Package website: [release](https://mlr3fda.mlr-org.com/) \| [dev](https://mlr3fda.mlr-org.com/dev/)

Extending mlr3 to functional data.

[![RCMD Check](https://github.com/mlr-org/mlr3fda/actions/workflows/rcmdcheck.yaml/badge.svg)](https://github.com/mlr-org/mlr3fda/actions/workflows/rcmdcheck.yaml)

[![CRAN status](https://www.r-pkg.org/badges/version/mlr3fda)](https://CRAN.R-project.org/package=mlr3fda)

[![StackOverflow](https://img.shields.io/badge/stackoverflow-mlr3-orange.svg)](https://stackoverflow.com/questions/tagged/mlr3)

[![Mattermost](https://img.shields.io/badge/chat-mattermost-orange.svg)](https://lmmisld-lmu-stats-slds.srv.mwn.de/mlr_invite/)

## Installation

Install the last release from [CRAN](https://CRAN.R-project.org):

```{r, eval = FALSE}

install.packages("mlr3fda")

```

Install the development version from [GitHub](https://github.com/):

```{r, eval = FALSE}

# install.packages("pak")

pak::pak("mlr-org/mlr3fda")

```

## What is mlr3fda?

The goal of `mlr3fda` is to extend `mlr3` to [functional data](https://en.wikipedia.org/wiki/Functional_data_analysis).

This is achieved by adding support for functional feature types and providing preprocessing `PipeOp`s that operates on functional columns.

For representing functional data, the `tfd_reg` and `tfd_irreg` datatypes from the [tf](https://github.com/tidyfun/tf) package are used and are available after loading `mlr3fda`:

```{r task_feature_types}

library(mlr3fda)

mlr_reflections$task_feature_types[c("tfr", "tfi")]

```

These datatypes can be used to represent regular and irregular functional data respectively.

Currently, `Learner`s that directly operate on functional data are not available, so it is necessary to first extract scalar features from the functional columns.

# Quickstart

Here we will start with the predefined `dti` (Diffusion Tensor Imaging) task, see `tsk("dti")$help()` for more details.
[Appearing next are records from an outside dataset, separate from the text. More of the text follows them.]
Issue #897, opened 2026-06-01
RS_EnsureLoaded / AsyncByteLoader: round-trip non-identity band views (view in -> realized view out)


james-willis:
## Background

`RS_EnsureLoaded` materialises OutDb band bytes and passes InDb bands through. Today it cannot handle a band with a **non-identity view** (any slice / crop / broadcast / permutation, where the visible `shape()` differs from the backing `raw_source_shape()`):

- `ensure_loaded` rebuilds each band field-by-field via `start_band_nd` and never copies `band.view()`, so the view is silently dropped.
- `OutDbLoadRequest` carries only `source_shape` (the full backing extent); a loader has no way to learn that a sub-window was wanted.
- `AsyncByteLoader::load(req) -> Buffer` returns bare bytes; the caller can't tell what region/layout they represent.

This is **latent, not live**: `RasterRefImpl::band()` currently rejects non-identity views (`"view composition is not yet implemented"`), so such bands are unconstructible. The guardrail must come off as part of view-composition work (#813) — and when it does, `RS_EnsureLoaded` will silently corrupt viewed rasters unless this is addressed. **This issue is a correctness co-requisite of view composition landing.**

## The contract change: view in → realized view out

If the request carries a desired view (so a cloud loader *can* range-read just the sub-window instead of fetching a whole chunk), the loader has a legitimate choice, and the caller can't infer which it made from a bare buffer:

| Loader behavior | buffer | realized source_shape | realized view |
|---|---|---|---|
| Ignores crop (atomic chunk/tile — today's backends) | full backing bytes | full backing shape | input's view (unchanged) |
| Honors crop, returns contiguous cropped bytes | smaller | cropped shape | identity over cropped shape |
| Honors crop, returns full layout + selecting view | full | full | crop view |

`source_shape` and `view` move independently across these rows and neither is derivable from the buffer (its length only constrains `Π source_shape × byte_size`; a view entry doesn't reveal its source axis's true length). So the loader must report **all three** — the response is the data-bearing portion of a band:

```rust
struct LoadedBand {
    buffer: Buffer,
    source_shape: Vec<u64>,   // natural C-order extent of `buffer`
    view: Vec<ViewEntry>,     // how visible axes map onto source_shape
}

async fn load(&self, req: &OutDbLoadRequest<'_>) -> Result<LoadedBand, ArrowError>;
```

[...]

PR #917, opened 2026-06-06
feat(rust/sedona-raster,rust/sedona-raster-functions): zero-copy band-data in RS_EnsureLoaded

### LINKED ISSUE #894: RasterBuilder: zero-copy band-data transfer via BinaryView buffer sharing
## Problem

`RasterBuilder` has no zero-copy path for band data. The single data sink is a `BinaryViewBuilder` (`rust/sedona-raster/src/builder.rs`), written via `band_data_writer().append_value(&[u8])`. `append_value` always copies the slice into the builder's internal block buffer — even when the bytes already live in an Arrow `Buffer` that the output array could reference directly.

Arrow's `BinaryViewArray` is *designed* for sharing: multiple rows can carry `(offset, length, buffer_idx)` views into the same backing `Buffer`. We never exploit this, so every call site that hands the builder band bytes pays a full copy + allocation.

## Affected call sites

1. **`RasterBuilder::with_view` (InDb path).** A view into an existing band copies the source bytes into the output. A 100 MB band sliced 10× in a chain produces an output `StructArray` carrying ~1 GB of duplicated source bytes — the "lazy slice" framing is undermined the moment the source is materialised.
2. **`RS_EnsureLoaded` InDb passthrough.** The UDF rebuilds the whole output batch row-by-row; every unchanged InDb band is copied through via `Buffer::from_vec(band.data().to_vec())` + `append_value`. Untouched bands should be borrowed zero-copy (or skipped entirely).
3. **`RS_EnsureLoaded` freshly-loaded OutDb bytes.** The loader returns an owned `arrow_buffer::Buffer`, which `append_value` then copies *again* into the builder's block — a second copy on the hot byte path the loader worked to keep to one.

## Fix

Give `RasterBuilder` a band-data append that references an existing `arrow_buffer::Buffer` as a `BinaryViewArray` row without copying:

- Track a shared buffer table on the builder alongside the `BinaryViewBuilder`.
- Add an API (e.g. `append_band_data_buffer(buffer, offset, len)`) that records a view row against a shared buffer (dedup by `Buffer::ptr_eq`).
- At `finish()`, construct the `BinaryViewArray` via the low-level constructor, merging the `BinaryViewBuilder`'s own blocks with the shared buffer table.
- Migrate the three call sites above; `start_band`/`start_band_nd` keep the copying `append_value` for genuinely-owned-elsewhere bytes.

## Acceptance

- A chained `with_view` output array's total buffer memory equals the **union** of referenced source buffers, not the per-row sum.
- `RS_EnsureLoaded` over a batch of InDb bands performs zero band-byte copies for passed-through bands.
- A loaded OutDb band's bytes appear in the output backed by the loader's returned `Buffer` (one copy total, storage → loader `Buffer`).

james-willis:
Today in main, we do a new allocation when EnsureLoaded encounters an indb raster. This is slow.

This PR makes those cases zero copy by passing the pointer from the Binary View to the new Raster.

<details>

Today in `main`, `RS_EnsureLoaded` allocates a fresh copy of every band's pixel bytes — even when those bytes already live in an Arrow `Buffer`. For InDb bands it `to_vec()`s the source; for freshly-loaded OutDb bands it re-copies the loader's buffer into the output column. That copy is pure overhead.

This PR makes both paths zero-copy by sharing the existing `Buffer` into the output `BinaryViewArray` as a refcounted block instead of copying the bytes.

### What changed

- **`RasterBuilder` zero-copy API** — `append_band_data_buffer(buffer, offset, len)` attaches an existing `Buffer` as a shared view block (refcount bump, deduped by data pointer); `append_band_data_from(src, row)` passes a row of an existing `BinaryViewArray` through, sharing its backing block. Slices ≤ 12 bytes are stored inline (a block-referencing view that small is non-canonical and fails array validation on roundtrip).
- **`RS_EnsureLoaded` wiring** — InDb bands share the input row's backing buffer; OutDb bands share the loader's returned `Buffer` after the byte-count check.
- **`RasterStructArray` accessors** — `band_data_array()` / `band_data_row(raster, band)` to address a band's bytes for passthrough without re-navigating the struct.

### Notes

- Zero-copy shares *bytes*, not *views*: the rebuilt band carries an identity view, so passthrough is correct only for identity-view bands. A non-identity view is rejected loudly pending view-preserving passthrough (#897); all bands are identity today.
- Tests assert pointer equality between the output band's bytes and the source/loader buffer (proving sharing), plus dedup and inline-small-slice behavior.

Resolves #894.

</details>

### DIFF
--- a/rust/sedona-raster/src/builder.rs
+++ b/rust/sedona-raster/src/builder.rs
@@ -448,6 +448,12 @@ impl RasterBuilder {
     /// pointer, so handing the same backing buffer for many bands attaches it
     /// once and points every view at it.
     ///
+    /// Bytes shorter than the 12-byte inline threshold are stored inline (a
+    /// tiny copy) instead, since the `BinaryViewArray` layout requires `len <=
+    /// 12` views to be inline and a block-referencing view of that size is
+    /// non-canonical (it fails array validation on roundtrip). Band data is
+    /// realistically always larger, so this is the degenerate path.
+    ///
     /// Counts as the one data value for the current band (see [`finish_band`]).
     ///
     /// [`finish_band`]: Self::finish_band
@@ -457,6 +463,11 @@ impl RasterBuilder {
         offset: u32,
         len: u32,
     ) -> Result<(), ArrowError> {
+        if len <= 12 {
+            self.band_data
+                .append_value(&buffer.as_slice()[offset as usize..(offset + len) as usize]);
+            return Ok(());
+        }
         let block = match self.band_data_blocks.get(&(buffer.as_ptr() as usize)) {
             Some(&idx) => idx,
             None => {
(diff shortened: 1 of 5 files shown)


rust/sedona-raster/src/builder.rs
```diff
@@ -431,6 +439,75 @@ impl RasterBuilder {
...
+        let view = src.views()[row];
+        let len = view as u32;
+        if len <= 12 {
+            self.band_data.append_value(src.value(row));
+            Ok(())
+        } else {
+            let buffer_index = (view >> 64) as u32;
+            let offset = (view >> 96) as u32;
+            self.append_band_data_buffer(&src.data_buffers()[buffer_index as usize], offset, len)
+        }
```
paleolimbot: I believe `try_append_view()` will do this for you without hardcoding the struct layout?

paleolimbot (approved):
Thank you!

rust/sedona-raster/src/builder.rs
james-willis: No, it doesnt handle the inline case, attaching the block from the source, or getting the block/offset/len

rust/sedona-raster/src/builder.rs
```diff
@@ -431,6 +444,81 @@ impl RasterBuilder {
...
+        let view = src.views()[row];
+        let len = view as u32;
+        if len <= MAX_INLINE_VIEW_LEN {
+            self.band_data.append_value(src.value(row));
+            Ok(())
+        } else {
+            let buffer_index = (view >> 64) as u32;
+            let offset = (view >> 96) as u32;
+            self.append_band_data_buffer(&src.data_buffers()[buffer_index as usize], offset, len)
+        }
```
paleolimbot, line 519: Might be nice if this also used the ByteView but this works too so let's go with it 🙂

paleolimbot (approved):
Thank you!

Besides scalar columns, this task also contains two functional columns `cca` and `rcst`.

```{r data, dpi = 300}

task = tsk("dti")

task

```

To train a model on this task we first need to extract scalar features from the functions.

We illustrate this below by extracting the mean value.

```{r fda.extract, fig.width = 5, fig.height = 3}

po_fmean = po("fda.extract", features = "mean")

task_fmean = po_fmean$train(list(task))[[1L]]

task_fmean$head()

```

This can be combined with a `Lerner` into a `GraphLearner` that first extracts features and then trains a model.

```{r graph}

# split data into train and test set

ids = partition(task)

# define a Graph and convert it to a GraphLearner

graph = po("fda.extract", features = "mean", drop = TRUE) %>>%

  po("learner", learner = lrn("regr.rpart"))

glrn = as_learner(graph)

# train the graph learner on the train set

glrn$train(task, row_ids = ids$train)

# make predictions on the test set

glrn$predict(task, row_ids = ids$test)

```

## Implemented PipeOps

```{r, echo = FALSE}

content = as.data.table(mlr_pipeops, objects = TRUE)

content = content[map_lgl(tags, function(t) "fda" %in% t), .(key, label, packages, tags)]

content[, packages := map(packages, function(x) setdiff(x, c("mlr3pipelines", "mlr3fda")))]

content[, `:=`(

  key = sprintf("[%1$s](https://mlr3fda.mlr-org.com/reference/mlr_pipeops_%1$s)", key),

  packages = map_chr(packages, function(pkg) {

    toString(ifelse(

      pkg %in% c("stats", "graphics", "datasets"), pkg, sprintf("[%1$s](https://cran.r-project.org/package=%1$s)", pkg)

    ))

  }),

  tags = map_chr(tags, toString)

)]

knitr::kable(content, format = "markdown", col.names = tools::toTitleCase(names(content)))

```

## Bugs, Questions, Feedback

*mlr3fda* is a free and open source software project that

encourages participation and feedback. If you have any issues,

questions, suggestions or feedback, please do not hesitate to open an

“issue” about it on the GitHub page\!

In case of problems / bugs, it is often helpful if you provide a

“minimum working example” that showcases the behaviour (but don’t

worry about this if the bug is obvious).

Please understand that the resources of the project are limited:

response may sometimes be delayed by a few days, and some feature

suggestions may be rejected if they are deemed too tangential to the

vision behind the project.

## Acknowledgements

The development of this R-package was supported by Roche Diagonstics R&D.